=== DATA SUPPLIED ===

PR #1696, opened 2023-01-31
Make the cno react to hybrid overlay toggling

JacobTanenbaum:
the ability to toggle the hybrid overlay has been added to ovn-kubernetes, this will make cno roll out the changes automatically

### DIFF
--- a/bindata/network/ovn-kubernetes/managed/ovnkube-master.yaml
+++ b/bindata/network/ovn-kubernetes/managed/ovnkube-master.yaml
@@ -849,6 +849,10 @@ spec:
             fi
           done
 
+          if [ "{{.OVNHybridOverlayEnable}}" == "true" ]; then
+            echo "HybridOverlay enabled"
+          fi
+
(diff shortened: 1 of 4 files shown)


kyrtapz:
Unfortunately I do not know the historic reasons for not restarting ovn-k on configmap changes but I cannot think of a scenario where we want to change the config without applying it straight away.
Please note that we use one configmap for both ovnk-master and ovnk-node, this means that we would always restart both even if the config change only applied to one.

For now, I agree that it would be good to use the same approach(annotation) so it makes it a little easier if we want to change it in the future.

jcaamano:
> Please note that we use one configmap for both ovnk-master and ovnk-node, this means that we would always restart both even if the config change only applied to one.

True but I have the feeling that the correct procedure to avoid that is having (and documenting) different configurations for each instead of white-boxing from CNO which specific settings affect which component. 

> For now, I agree that it would be good to use the same approach(annotation) so it makes it a little easier if we want to change it in the future.

Let's see what other people think in the meeting.

JacobTanenbaum:
closing in favor of https://github.com/openshift/cluster-network-operator/pull/1709

PR #1699, opened 2023-02-01
ovn-k, multi-homing: enable the feature

maiqueb:
The OVN-Kubernetes feature will be enabled whenever the `conf.DisableMultiNetwork` knob is disabled.

Manually testing deploying this PR w/ the following YAML gets us two pods interconnected via this cluster-wide logical switch on upcoming openshift-4.13:
```yaml
---
apiVersion: k8s.cni.cncf.io/v1
metadata:
  name: flatl2
spec:
    config: '{                                                                           
        "cniVersion": "0.4.0",
        "name": "flatl2",
        "netAttachDefName": "default/flatl2",
        "topology": "layer2",
        "type": "ovn-k8s-cni-overlay",                                          
        "subnets": "192.168.100.0/24",                                                          
        "logFile": "/var/log/ovn-kubernetes/ovn-k8s-cni-overlay.log",           
        "logLevel": "5",                                                        
        "logfile-maxsize": 100,                                                 
        "logfile-maxbackups": 5,                                                
        "logfile-maxage": 5                                                     
    }'
---
apiVersion: v1
kind: Pod
metadata:
  name: pod1
  annotations:
    k8s.v1.cni.cncf.io/networks: 'flatl2'
spec:
  containers:
  - name: pod1
    image: k8s.gcr.io/e2e-test-images/agnhost:2.26
    command: ["/bin/ash", "-c", "trap : TERM INT; sleep infinity & wait"]
    securityContext:
      runAsUser: 1000
      privileged: false
      seccompProfile:
        type: RuntimeDefault
      capabilities:
        drop: ["ALL"]
      runAsNonRoot: true
      allowPrivilegeEscalation: false
---
apiVersion: v1
kind: Pod
metadata:
  name: pod2
  annotations:
    k8s.v1.cni.cncf.io/networks: 'flatl2'
spec:
  containers:
  - name: pod2
    image: k8s.gcr.io/e2e-test-images/agnhost:2.26
    command: ["/bin/ash", "-c", "trap : TERM INT; sleep infinity & wait"]
    securityContext:
      runAsUser: 1000
      privileged: false
      seccompProfile:
        type: RuntimeDefault
      capabilities:
        drop: ["ALL"]
      runAsNonRoot: true
      allowPrivilegeEscalation: false
```

### DIFF
--- a/bindata/network/ovn-kubernetes/managed/ovnkube-node.yaml
+++ b/bindata/network/ovn-kubernetes/managed/ovnkube-node.yaml
@@ -431,6 +431,11 @@ spec:
             node_mgmt_port_netdev_flags="--ovnkube-node-mgmt-port-netdev ${OVNKUBE_NODE_MGMT_PORT_NETDEV}"
           fi
 
+          multi_network_enabled_flag=
+          if [[ "{{.OVN_MULTI_NETWORK_ENABLE}}" == "true" ]]; then
+            multi_network_enabled_flag="--enable-multi-network"
+          fi
+
           exec /usr/bin/ovnkube --init-node "${K8S_NODE}" \
             --nb-address "{{.OVN_NB_DB_ENDPOINT}}" \
             --sb-address "{{.OVN_SB_DB_ENDPOINT}}" \
@@ -456,6 +461,7 @@ spec:
             --export-ovs-metrics \
             --disable-snat-multiple-gws \
             ${export_network_flows_flags} \
+            ${multi_network_enabled_flag} \
             ${gw_interface_flag}
         env:
         # for kubectl
--- a/bindata/network/ovn-kubernetes/self-hosted/ovnkube-master.yaml
+++ b/bindata/network/ovn-kubernetes/self-hosted/ovnkube-master.yaml
@@ -828,6 +828,11 @@ spec:
             exit 1
           fi
 
+          multi_network_enabled_flag=
+          if [[ "{{.OVN_MULTI_NETWORK_ENABLE}}" == "true" ]]; then
+            multi_network_enabled_flag="--enable-multi-network"
+          fi
+
           echo "I$(date "+%m%d %H:%M:%S.%N") - ovnkube-master - start ovnkube --init-master ${K8S_NODE}"
           exec /usr/bin/ovnkube \
             --init-master "${K8S_NODE}" \
@@ -850,6 +855,7 @@ spec:
             --nb-cert-common-name "{{.OVN_CERT_CN}}" \
             --enable-multicast \
             --disable-snat-multiple-gws \
+            ${multi_network_enabled_flag} \
             --acl-logging-rate-limit "{{.OVNPolicyAuditRateLimit}}"
         volumeMounts:
         # for checking ovs-configuration service
--- a/pkg/network/ovn_kubernetes.go
+++ b/pkg/network/ovn_kubernetes.go
@@ -351,6 +351,11 @@ func renderOVNKubernetes(conf *operv1.NetworkSpec, bootstrapResult *bootstrap.Bo
 		data.Data["NorthdThreads"] = 4
 	}
 
+	data.Data["OVN_MULTI_NETWORK_ENABLE"] = true
+	if conf.DisableMultiNetwork != nil && *conf.DisableMultiNetwork {
+		data.Data["OVN_MULTI_NETWORK_ENABLE"] = false
+	}
+
 	var manifestSubDir string
 	manifestDirs := make([]string, 0, 2)
 	manifestDirs = append(manifestDirs, filepath.Join(manifestDir, "network/ovn-kubernetes/common"))
--- a/bindata/network/ovn-kubernetes/common/003-rbac-controller.yaml
+++ b/bindata/network/ovn-kubernetes/common/003-rbac-controller.yaml
@@ -117,6 +117,11 @@ rules:
 - apiGroups: ['authorization.k8s.io']
   resources: ['subjectaccessreviews']
   verbs: ['create']
+- apiGroups:
+  - k8s.cni.cncf.io
+  resources:
+  - network-attachment-definitions
+  verbs: ["list", "get", "watch"]
 
 
 ---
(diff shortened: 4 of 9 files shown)


kyrtapz:
Does this only change the configmap? it would mean the changing the value of DisableMultiNetwork wouldn't affect anything straight away since ovn-k doesn't react to configmap changes in runtime.

A possible solution might be to do something similar to what Jacob did here: https://github.com/openshift/cluster-network-operator/pull/1696/files

bindata/network/ovn-kubernetes/managed/ovnkube-node.yaml
```diff
@@ -456,6 +462,7 @@ spec:
             --export-ovs-metrics \
             --disable-snat-multiple-gws \
             ${export_network_flows_flags} \
+            ${multi_network_enabled_flag} \
```
kyrtapz, line 465: This flag is redundant right? You enable multi-network in the configmap anyway

maiqueb: I honestly don't know ... 

I thought I had to update the command. Are you saying that just by `echo`ing the string above it'll cause a rollout ? 

That explains the PR you showed me !!!

kyrtapz: yup, if the spec changes then a rollout will happen :)

maiqueb:
@trozet / @zshi-redhat do we want to enable this also for microshift ?

bindata/network/ovn-kubernetes/managed/ovnkube-node.yaml
maiqueb: Thank you for leading me to the correct solution; should have understood it the first time.

zshi-redhat:
> @trozet / @zshi-redhat do we want to enable this also for microshift ?

@maiqueb  Not this time, multus is not yet supported in microshift :-)

jcaamano:
Worth considering: 
https://github.com/openshift/cluster-network-operator/pull/1696#issuecomment-1424114088

maiqueb:
> Worth considering: [#1696 (comment)](https://github.com/openshift/cluster-network-operator/pull/1696#issuecomment-1424114088)

I'm OK with following your suggestion if we align on it across the board.

pkg/network/ovn_kubernetes.go
```diff
@@ -349,6 +349,12 @@ func renderOVNKubernetes(conf *operv1.NetworkSpec, bootstrapResult *bootstrap.Bo
 		data.Data["NorthdThreads"] = 4
 	}
 
+	if conf.DisableMultiNetwork != nil && !*conf.DisableMultiNetwork {
+		data.Data["OVN_MULTI_NETWORK_ENABLE"] = true
+	} else {
+		data.Data["OVN_MULTI_NETWORK_ENABLE"] = false
+	}
+
```
jcaamano, line 357: nit: double negation

```
	if conf.DisableMultiNetwork != nil && *conf.DisableMultiNetwork {
		data.Data["OVN_MULTI_NETWORK_ENABLE"] = false
	} else {
		data.Data["OVN_MULTI_NETWORK_ENABLE"] = true
	}
```

maiqueb: fair enough.

Would it make more sense to have @jcaamano ? 
```golang
data.Data["OVN_MULTI_NETWORK_ENABLE"] = true
if conf.DisableMultiNetwork != nil && *conf.DisableMultiNetwork {
    data.Data["OVN_MULTI_NETWORK_ENABLE"] = false
}
```

maiqueb: Done.

trozet:
lgtm but will defer to @jcaamano to give final approval

/approve

bindata/network/ovn-kubernetes/self-hosted/ovnkube-master.yaml
```diff
@@ -828,6 +828,12 @@ spec:
             exit 1
           fi
 
+          multi_network_enabled_flag=
+          if [[ "{{.OVN_MULTI_NETWORK_ENABLE}}" == "true" ]]; then
+            multi_network_enabled_flag="--enable-multi-network"
+          fi
+          echo "multi_network_enabled_flag=${multi_network_enabled_flag}"
+
```
jcaamano, line 836: I think for now we should pass the flag to the binary (instead of the echo) like we do with the gateway_mode_flags.

maiqueb: that was my original implementation, in https://github.com/openshift/cluster-network-operator/pull/1699/files#diff-a5b1a97252b229ace4443a7d954a6976d02cc4a6a09b78e3a1c820aaec48fe12

I was told that was redundant, and to align with what it is currently being done for hybrid overlay. 

I really don't care, it can go either way as far as I'm concerned, but seems aligning across all features is not possible.

jcaamano: It is true that passing the flag to the binary is redundant as we already have it in the config map.

Similar things could be said about having a meaningless echo on the script though.

We are already redundantly passing config flags for gateway mode, maybe others. I think that from the script standpoint itself is what makes more sense until we have a better way of doing this.

@kyrtapz WDYT?

kyrtapz: Currently there are several ways we use to trigger the rollout, this needs a refactor across CNO even if we do not want to rollout on every config change. This should be done separately and we should not hold this PR for it.
@maiqueb When I suggested that this flag is redundant I assumed you will get rid of it(together with it's definition) for something else. 

> We are already redundantly passing config flags for gateway mode, maybe others. I think that from the script standpoint itself is what makes more sense until we have a better way of doing this.

Let's go with that for now and we will just include `multi_network_enabled_flag` in the wider refactor in the future.

jcaamano:
/lgtm
/hold

Will do a final check with @trozet today to make sure we are on the same page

===

● **TASK REQUIREMENTS**: Reproduce exactly the lines from the beginning of the entries above up to and including the line that contains "Unfortunately I do".

● **EXERCISE RESPONSE**:
PR #1696, opened 2023-01-31
Make the cno react to hybrid overlay toggling

JacobTanenbaum:
the ability to toggle the hybrid overlay has been added to ovn-kubernetes, this will make cno roll out the changes automatically

### DIFF
--- a/bindata/network/ovn-kubernetes/managed/ovnkube-master.yaml
+++ b/bindata/network/ovn-kubernetes/managed/ovnkube-master.yaml
@@ -849,6 +849,10 @@ spec:
             fi
           done
 
+          if [ "{{.OVNHybridOverlayEnable}}" == "true" ]; then
+            echo "HybridOverlay enabled"
+          fi
+
(diff shortened: 1 of 4 files shown)


kyrtapz:
Unfortunately I do not know the historic reasons for not restarting ovn-k on configmap changes but I cannot think of a scenario where we want to change the config without applying it straight away.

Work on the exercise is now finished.